Continuum Limits of Lazy Open Quantum Walks

TL;DR

This paper derives explicit continuous spacetime equations for a three-state lazy open quantum walk, incorporating decoherence effects, and reveals how internal symmetry and noise influence large-scale quantum transport.

Contribution

It provides the first explicit continuum limit formulation for lazy three-state quantum walks with noise, using SU(3) and Lindblad formalisms.

Findings

Unitary limit described by a Dirac-type SU(3) Hamiltonian

Coin dephasing dampens internal coherences while preserving transport

Spatial dephasing suppresses interference and leads to classical behavior

Abstract

We derive the continuous spacetime limit of the one dimensional lazy discrete time quantum walk, obtaining explicit macroscopic evolution equations for a three state model in the presence of decoherence. While continuum limits of two state quantum walks are well established, an explicit continuous spacetime formulation for the lazy three state walk, particularly including noise, has not previously been constructed. Using an SU(3) representation of a Grover type coin together with a Lindblad formulation of decoherence acting either on the coin or the spatial subspace, we systematically expand the discrete dynamics in both space and time to obtain continuum master equations governing the coarse grained evolution. The resulting generators yield a genuine partial differential equation description of the walk, going beyond purely probabilistic or spectral correspondences. We show that the unitary limit is governed by a Dirac-type SU(3) Hamiltonian describing ballistic advection of left and right moving modes coupled by local symmetric mixing, with the rest state acting as an additional internal degree of freedom.

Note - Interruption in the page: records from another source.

PR #118, opened 2019-10-23
Simplify PathElement Keys type

apelisse:
As discussed in #117

### DIFF
--- a/fieldpath/element.go
+++ b/fieldpath/element.go
@@ -35,7 +35,7 @@ type PathElement struct {
 	// Key selects the list element which has fields matching those given.
 	// The containing object must be an associative list with map typed
 	// elements.
-	Key *value.Map
+	Key *value.FieldList
 
 	// Value selects the list element with the given value. The containing
 	// object must be an associative list with a primitive typed element
@@ -62,7 +62,7 @@ func (e PathElement) Less(rhs PathElement) bool {
 		if rhs.Key == nil {
 			return true
 		}
-		return e.Key.Less(rhs.Key)
+		return e.Key.Less(*rhs.Key)
 	} else if rhs.Key != nil {
 		return false
 	}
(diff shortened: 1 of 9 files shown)


apelisse:
@lavalamp

apelisse:
This is shorter :-)

apelisse:
> I don't claim it's better without looking at all call sites, but it's conceivable that we could panic here if they provided entries in the wrong order, since it may be misleading (for the humans reading failing tests) to specify things in one order and have them come out in a different order.

I kept it this way because there are many call sites

fieldpath/path.go
```diff
@@ -88,11 +88,11 @@ func MakePath(parts ...interface{}) (Path, error) {
 			fp = append(fp, PathElement{Index: &t})
 		case string:
 			fp = append(fp, PathElement{FieldName: &t})
-		case []value.Field:
-			if len(t) == 0 {
+		case *value.FieldList:
```
lavalamp: hrm, can we avoid an allocation if we just store []value.FieldList?

apelisse: I'm not super concerned about allocations on this path since this is only used in test AFAICT. Also, we would need to take the pointer to this anyway?

value/value.go
```diff
@@ -129,6 +129,55 @@ type Field struct {
 	Value Value
 }
 
+type FieldList []Field
```
lavalamp: Godoc comments?

fieldpath/path.go
lavalamp: Oh, this is MakePath, sorry. I don't care too much about this, let me find a better place to make a comment.

fieldpath/element.go
```diff
@@ -35,7 +35,7 @@ type PathElement struct {
 	// Key selects the list element which has fields matching those given.
 	// The containing object must be an associative list with map typed
 	// elements.
-	Key *value.Map
+	Key *value.FieldList
```
lavalamp: Now that it's not a map, I *think* we can just make this a FieldList? A zero-length field list is an invalid key, right? A slice is already a pointer, no need to double-point?

lavalamp: Antoine mentioned IRL that the size of this object might be a concern, so let's merge this and we can always change this later.

PR #120, opened 2019-10-28
Fix wg-apply mailing list link

apelisse:
I'm sure we can also fix the slack link, not sure how to refer to a specific channel.


jpbetz:
That link works.

/lgtm

apelisse:
@lavalamp Looks like we have to add Joe somewhere to a list.

PR #121, opened 2019-10-29
WIP: Experimental new value interface

apelisse:
This is not meant to work yet, this is work-in-progress to test having an interface for value so potentially we wouldn't have to convert anything in anything.


value/value.go
```diff
@@ -182,32 +127,325 @@ func (f FieldList) Less(rhs FieldList) bool {
...
+	Float() float64
+	String() string
+
+	Interface() interface{}
 }
 
-// Less compares two lists lexically.
-func (l *List) Less(rhs *List) bool {
+type List interface {
+	Interface() []interface{}
```
lavalamp: I wouldn't have expected this method?

apelisse: I don't know if I use it?

value/value.go
```diff
@@ -182,32 +127,325 @@ func (f FieldList) Less(rhs FieldList) bool {
...
+		return true
+	}
+	return false
+}
+
+func (v ValueInterface) Map() Map {
+	if v.Value == nil {
+		return MapString(nil)
+	}
+	switch t := v.Value.(type) {
```
lavalamp: I would not expect this?

value/value.go
```diff
@@ -182,32 +127,325 @@ func (f FieldList) Less(rhs FieldList) bool {
...
-// Less compares two lists lexically.
-func (l *List) Less(rhs *List) bool {
+type List interface {
+	Interface() []interface{}
+	Length() int
+	Iterate(func(int, Value))
+	At(int) Value
+}
+
+type ValueInterface struct {
```
lavalamp: This is an implementation, not an interface?

value/value.go
jennybuckley: Didn't this already exist?

lavalamp: ah, ok, I think I understand now.

jennybuckley: Oh I was only looking at the last commit

value/value.go
lavalamp: Specifically, this is the k8s unstructured implementation. I think this implementation should go in a different package and get a different name :)

value/value.go
```diff
@@ -319,96 +502,68 @@ func (m *Map) Less(rhs *Map) bool {
...
+		vk, ok := key.(string)
+		if !ok {
+			continue
 		}
-		return "[" + strings.Join(strs, ",") + "]"
-	case v.MapValue != nil:
-		strs := []string{}
-		for _, i := range v.MapValue.Items {
-			strs = append(strs, fmt.Sprintf("%v=%v", i.Name, i.Value))
+		if !iter(vk, ValueInterface{Value: value}) {
```
lavalamp: This is the thing that escapes?

apelisse: yes

apelisse:
```
value/value.go:565:30: ValueInterface literal escapes to heap
value/value.go:565:30:  from iter(vk, ValueInterface literal) (parameter to indirect call) at value/value.go:565:11
```

lavalamp: Here's an idea, probably worth what you paid for it:

```
type mapValue struct {
  m map[string]interface{}
  k string
}

...

if !iter(vk, mapValue{m, vk}) {
...
```

apelisse: but the mapValue is still going to escape?

lavalamp: mapValue is not a pointer though...

apelisse: `ValueInterface{}` is not a pointer either?

lavalamp: oh wait, it gets moved to the heap when stuffed in an interface? :(

I guess that makes sense.

apelisse: Yeah ...

lavalamp: If that's the problem, we can allocate a single one and use it for everything?

apelisse: I would have to think of the consequences of doing so? Are we sure nothing is going to keep a copy of it somewhere?

lavalamp: Hopefully that would break a test...

apelisse: I'm pretty sure it would, we can try this out

apelisse:
Replaced by #129

PR #123, opened 2019-11-04
WIP - Add string table generation command

jpbetz:
This is a simple script that consumes an OpenAPI spec and produces a string table for use with server side apply fieldset compression.

I needed to locally patch kubernetes with https://github.com/kubernetes/kube-openapi/pull/176 to add the enums to the OpenAPI spec.

This includes the OpenAPI spec the string table was generated from.


jpbetz:
cc @jennybuckley @apelisse

stringtable/genstringtable.go
```diff
@@ -0,0 +1,207 @@
+/*
```
apelisse: Commenting on the name of the file:

We have an `internal/cli` directory where this might make a lot of sense.

stringtable/genstringtable.go
```diff
@@ -0,0 +1,207 @@
...
+	jsoniter "github.com/json-iterator/go"
+	flag "github.com/spf13/pflag"
+	"gopkg.in/yaml.v2"
+
+	openapi_v2 "github.com/googleapis/gnostic/OpenAPIv2"
+	"k8s.io/klog"
+)
+
+var (
+	file = flag.String("file", "", "The address of the Kubernetes API server. Overrides any value in kubeconfig. Only required if out-of-cluster.")
```
apelisse: You're doing `os.Open` on file, so I suspect it's not the "address of a kubernetes API server". Opening a file is the way to go though.

PR #1, opened 2025-10-19
Optimize Properties and apply clippy suggestions

unschlagbar:
What should i say??
just followed some clippy suggestions and made the return type of on properties trait fn from Vec<String> to Box<[&str]>,
that means no allocation without a reason + Box<[]> saves a usize for capacity.
All list that are not mean to grow should be this type!"


unschlagbar:
ops, im gonna fix that tomorrow

unschlagbar:
Done

4lve:
Thanks, first PR!

PR #5, opened 2025-10-25
packet write perf improvements

unschlagbar:
removed bytes crate (bytes type has a good amount of overhead).
made a new type: `FrontVec` to leave a few bytes in the front reserved for additional bytes like the packet len


4lve:
LGTM! Thanks

PR #10, opened 2025-11-02
Implement registry cache

Joniii11:
This PR cleans up how registry data and tags are sent during the server’s configuration phase. The main change is adding a new RegistryCache that builds and stores all the registry and tag packets ahead of time, making things faster (i hope) and a lot cleaner.

**What’s new:**
* RegistryCache: New struct that precomputes all registry and tag data so we don’t rebuild it every time a client connects.
* Server: Now has a shared registry_cache (using Arc) that’s set up when the server starts.
* Config refactor: The config code now just grabs data from the cache instead of generating it inline.
* Trait tweaks: Added support for using `Arc<T>` for packet trait to allow it to work with the RegistryCache (maybe give better solutions, this was what i came up with)
* Cleanup: Removed old registry/tag setup logic and unused imports.

Also i used a macro to not need the repetetive code to build the registries

### DIFF
--- a/steel-protocol/src/packet_traits.rs
+++ b/steel-protocol/src/packet_traits.rs
@@ -238,21 +238,3 @@ impl EncodedPacket {
 pub trait CBoundPacket: PacketWrite + WriteTo {
     fn get_id(&self, protocol: ConnectionProtocol) -> Option<i32>;
 }
-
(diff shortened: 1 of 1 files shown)


4lve:
LGTM thanks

Coin dephasing selectively damps internal coherences while preserving coherent spatial transport, whereas spatial dephasing suppresses long range spatial interference and rapidly drives the dynamics toward classical behaviour. This continuum framework clarifies how internal symmetry, rest state coupling, and distinct decoherence channels shape large scale transport in lazy open quantum walks, and provides a foundation for future extensions toward multichannel quantum transport models and quantum-inspired algorithms.